Problem requirements ▸ Your reply should hold only the lines from the records below where "that" occurs.

* * * * * * *

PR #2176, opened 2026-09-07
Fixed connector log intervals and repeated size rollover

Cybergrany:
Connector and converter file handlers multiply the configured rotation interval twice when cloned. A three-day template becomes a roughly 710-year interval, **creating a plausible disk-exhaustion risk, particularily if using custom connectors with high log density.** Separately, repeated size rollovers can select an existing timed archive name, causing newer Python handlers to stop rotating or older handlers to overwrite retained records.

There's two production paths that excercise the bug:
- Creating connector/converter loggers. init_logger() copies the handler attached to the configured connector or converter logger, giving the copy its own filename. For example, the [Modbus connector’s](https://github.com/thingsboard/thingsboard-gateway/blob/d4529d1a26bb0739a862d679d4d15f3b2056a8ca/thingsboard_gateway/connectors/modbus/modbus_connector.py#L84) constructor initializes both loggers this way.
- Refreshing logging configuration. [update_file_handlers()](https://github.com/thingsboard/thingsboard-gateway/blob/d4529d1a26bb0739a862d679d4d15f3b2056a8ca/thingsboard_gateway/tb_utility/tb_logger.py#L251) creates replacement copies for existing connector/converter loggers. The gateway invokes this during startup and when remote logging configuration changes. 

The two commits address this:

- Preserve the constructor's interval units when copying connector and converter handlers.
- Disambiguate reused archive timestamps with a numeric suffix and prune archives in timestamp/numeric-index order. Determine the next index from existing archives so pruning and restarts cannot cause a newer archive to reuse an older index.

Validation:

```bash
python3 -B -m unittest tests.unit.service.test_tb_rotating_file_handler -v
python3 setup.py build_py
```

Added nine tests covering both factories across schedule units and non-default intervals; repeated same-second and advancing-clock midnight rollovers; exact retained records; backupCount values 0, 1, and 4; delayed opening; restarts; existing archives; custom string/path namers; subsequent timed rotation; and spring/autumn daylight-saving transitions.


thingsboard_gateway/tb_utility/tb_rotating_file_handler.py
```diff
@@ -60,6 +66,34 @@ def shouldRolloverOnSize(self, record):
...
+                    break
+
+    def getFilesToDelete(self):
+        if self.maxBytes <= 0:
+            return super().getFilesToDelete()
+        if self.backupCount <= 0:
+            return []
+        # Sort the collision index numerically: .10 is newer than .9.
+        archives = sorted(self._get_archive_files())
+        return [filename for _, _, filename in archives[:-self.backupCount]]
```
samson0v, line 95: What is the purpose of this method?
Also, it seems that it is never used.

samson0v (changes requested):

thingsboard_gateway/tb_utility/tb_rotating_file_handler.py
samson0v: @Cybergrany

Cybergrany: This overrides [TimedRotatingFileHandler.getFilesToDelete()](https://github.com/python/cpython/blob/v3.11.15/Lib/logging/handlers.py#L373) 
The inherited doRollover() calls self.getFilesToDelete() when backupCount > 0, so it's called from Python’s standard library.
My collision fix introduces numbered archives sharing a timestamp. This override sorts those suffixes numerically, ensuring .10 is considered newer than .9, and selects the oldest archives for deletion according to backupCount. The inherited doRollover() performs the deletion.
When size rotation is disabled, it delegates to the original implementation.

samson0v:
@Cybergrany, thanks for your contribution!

* * * * * * *

Your response ▸
There's two production paths that excercise the bug:
Also, it seems that it is never used.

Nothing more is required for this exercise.